BRASILIA (Reuters) - Brazil’s government will free up a total of 42 billion reais ($11.1 billion) from a workers’ guarantee fund over the next two years, Economy Minister Paulo Guedes said on Tuesday, in an effort to boost flagging economic growth.
The total from the FGTS fund will be split between around 30 billion reais this year and 12 billion reais next year, and will be formally presented on Wednesday.
This confirms figures that Guedes has floated previously. Last week, newspaper Valor Economico reported his saying some 21 billion reais will also be released from a workers’ social contribution fund known as PIS/Pasep.
“I had said a month or two ago that it was going to be around 42 (billion). It will be. It should be about 30 (billion) this year, about 12 next year ... but there will be new, interesting things announced too,” Guedes told reporters in Brasilia.

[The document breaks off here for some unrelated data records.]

PR #1703, opened 2023-03-13
SW-2571 implement a setting if the heavy duty pre filter is used

JFSolution:
added cypress test
added unittest
added choice input with a tooltip for switching the prefilter type


cypress/e2e/settings/maintenance.cy.js
```diff
@@ -96,4 +106,50 @@ describe("Maintenance", function () {
             "not.visible"
         );
     });
+
+    it("When checkbox is clicked then setting is saved.", function () {
+        cy.get('[id="settings_plugin_mrbeam_maintenance_link"]').click();
+        // cy.request('/settings').its('body').should('include', '<h1>Admin</h1>')
```
khaledsherkawi:
```suggestion
```

octoprint_mrbeam/static/js/app/view-models/settings/maintenance.js
```diff
@@ -196,6 +223,42 @@ $(function () {
...
+                    if (clickedElement.id === "prefilter_shop_link") {
+                        // Prevent the click event from propagating further
+                        event.stopPropagation();
+                    } else {
+                        self.heavyDutyPrefilter(
+                            radioInput.getAttribute("value")
+                        );
+                    }
+                });
+            });
```
khaledsherkawi, line 268: This is quite unclear; What are we trying to do here?
And maybe we can move this chunk and the one below into different functions for readability purposes so that self.onAllBound is more clear

khaledsherkawi (changes requested):

octoprint_mrbeam/static/js/app/view-models/settings/maintenance.js
JFSolution: the purpose is to make the whole div clickable to change the radio selection instead just the radio input it selfe

khaledsherkawi: Yea maybe just move this chunk and the one below into separate methods with readable names for more clarity

khaledsherkawi (changes requested):

octoprint_mrbeam/static/js/app/view-models/settings/maintenance.js
```diff
@@ -196,6 +223,49 @@ $(function () {
                 });
             });
             self.updateSettingsAbout();
+
+            self._make_prefilter_elements_clickable();
+            self._add_tooltip_for_prefilter_title();
```
khaledsherkawi:
```suggestion
            self._makePrefilterElementsClickable();
            self._addTooltipForPrefilterTitle();
```

octoprint_mrbeam/static/js/app/view-models/settings/maintenance.js
```diff
@@ -196,6 +223,49 @@ $(function () {
...
+        };
+
+        self._add_tooltip_for_prefilter_title = function (element) {
```
khaledsherkawi:
```suggestion
        self. _addTooltipForPrefilterTitle = function (element) {
```

octoprint_mrbeam/static/js/app/view-models/settings/maintenance.js
```diff
@@ -196,6 +223,49 @@ $(function () {
...
+                material_entry_element.tooltip({
+                    title: "<img src='" + image + "' width='300px'>",
+                    placement: "right",
+                    html: true,
+                });
+                material_entry_element.tooltip("show");
+            });
+        };
+
+        self._make_prefilter_elements_clickable = function () {
```
khaledsherkawi:
```suggestion
        self. _makePrefilterElementsClickable = function () {
```

khaledsherkawi (changes requested):

khaledsherkawi (dismissed):

khaledsherkawi (approved):

PR #1722, opened 2023-03-21
SW-1256 laser will think a job is done if you open the lid while moving the laserhead

JFSolution:
- unpause unintended pause
- refactor use of time of payload with fallback value

### DIFF
--- a/octoprint_mrbeam/printing/comm_acc2.py
+++ b/octoprint_mrbeam/printing/comm_acc2.py
@@ -2586,7 +2586,6 @@ class MachineCom(object):
             payload = {}
         else:
             payload = self._get_printing_file_state()
-        # payload = self._get_printing_file_state()
         payload["trigger"] = trigger
         self._logger.debug(
             "pause %s send_cmd: %s trigger: %s force: %s ispaused: %s",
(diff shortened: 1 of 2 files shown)


octoprint_mrbeam/printing/comm_acc2.py
```diff
@@ -2564,27 +2570,52 @@ def cancelPrint(self, failed=False, error_msg=False):
...
+                    "cycle_start"
+                ] = True  # sends realtime command to resume print
+            if self.isPaused():
+                # continue from intentional pause
+                if self._pauseWaitStartTime:
+                    self._pauseWaitTimeLost = self._pauseWaitTimeLost + (
+                        time.time() - self._pauseWaitStartTime
+                    )
+                    self._pauseWaitStartTime = None
+                self._pause_delay_time = time.time()  # get_uptime()
```
irlaec: Are we planning to use get_uptime() in the future, or what is this comment about?

irlaec (dismissed):

octoprint_mrbeam/printing/comm_acc2.py
JFSolution: ohh yes, I thought about already using it there but then I need to change it everywhere, I can remove this comment as it is old

JFSolution:
```suggestion
                self._pause_delay_time = time.time()
```

irlaec (approved):

PR #1728, opened 2023-03-24
SW-2950 Check what to replace analytics with in the Mr Beam plugin

khaledsherkawi:
SW-2950 Fix texts


octoprint_mrbeam/templates/settings/analytics_settings.jinja2
```diff
@@ -13,7 +13,7 @@
                         {{ _('We know that your Mr Beam is important to you, and we want to make it even better. That\'s why we\'re asking for your help in improving it by sharing optional diagnostic and usage data. These data would allow us to better understand your needs and preferences, leading to faster identification and resolution of issues, and ultimately, improved features and functionality.') }}
                     <br>
                     <br>
-                        {{ _('We understand that your privacy is crucial, and we want to assure you that none of the data collected includes your personal information such as your name, login details, designs, or any other private content. You are in full control, and you can change your mind at any time by going to <strong>"Settings > Better together"</strong>.') }}
+                        {{ _('We understand that your privacy is crucial, and we want to assure you that none of the data collected includes your personal information such as your name, login details, designs, or any other private content.') }}
```
JFSolution, line 16: If you change this in to separate strings we don't need to translate it twice

JFSolution (changes requested):
split tranlsatet string in two so we don't need to translate it twice

octoprint_mrbeam/templates/settings/analytics_settings.jinja2
khaledsherkawi: Done

JFSolution (approved):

The 42 billion reais represents approximately 10% of total FGTS deposits, which late last year stood at 407 billion reais. Employers in Brazil contribute to the FGTS fund, which employees can draw from in certain circumstances such as buying a home, loss of employment or serious health problems.
Guedes indicated that this will not be a one-off dip into the FGTS fund. Cash will be released from inactive and active accounts, “every year,” he added.
Wednesday’s announcement will be the administration’s latest push to revive economic growth, which has fallen far short of expectations. On Tuesday the International Monetary Fund slashed its 2019 Brazilian growth forecast to 0.8%, in line with the government, central bank and general market consensus.
Guedes also said on Tuesday that natural gas prices in Brazil will fall sharply over the next two years as the sector is opened up to competition, repeating a previous prediction that prices could fall by as much as 40%.
He pledged to break up the industry’s monopolies, which he says will provide a “cheap energy shock” that will boost economic growth, adding that natgas prices should fall to at least $7-$8 per million British thermal units from around $9 per million BTUs currently.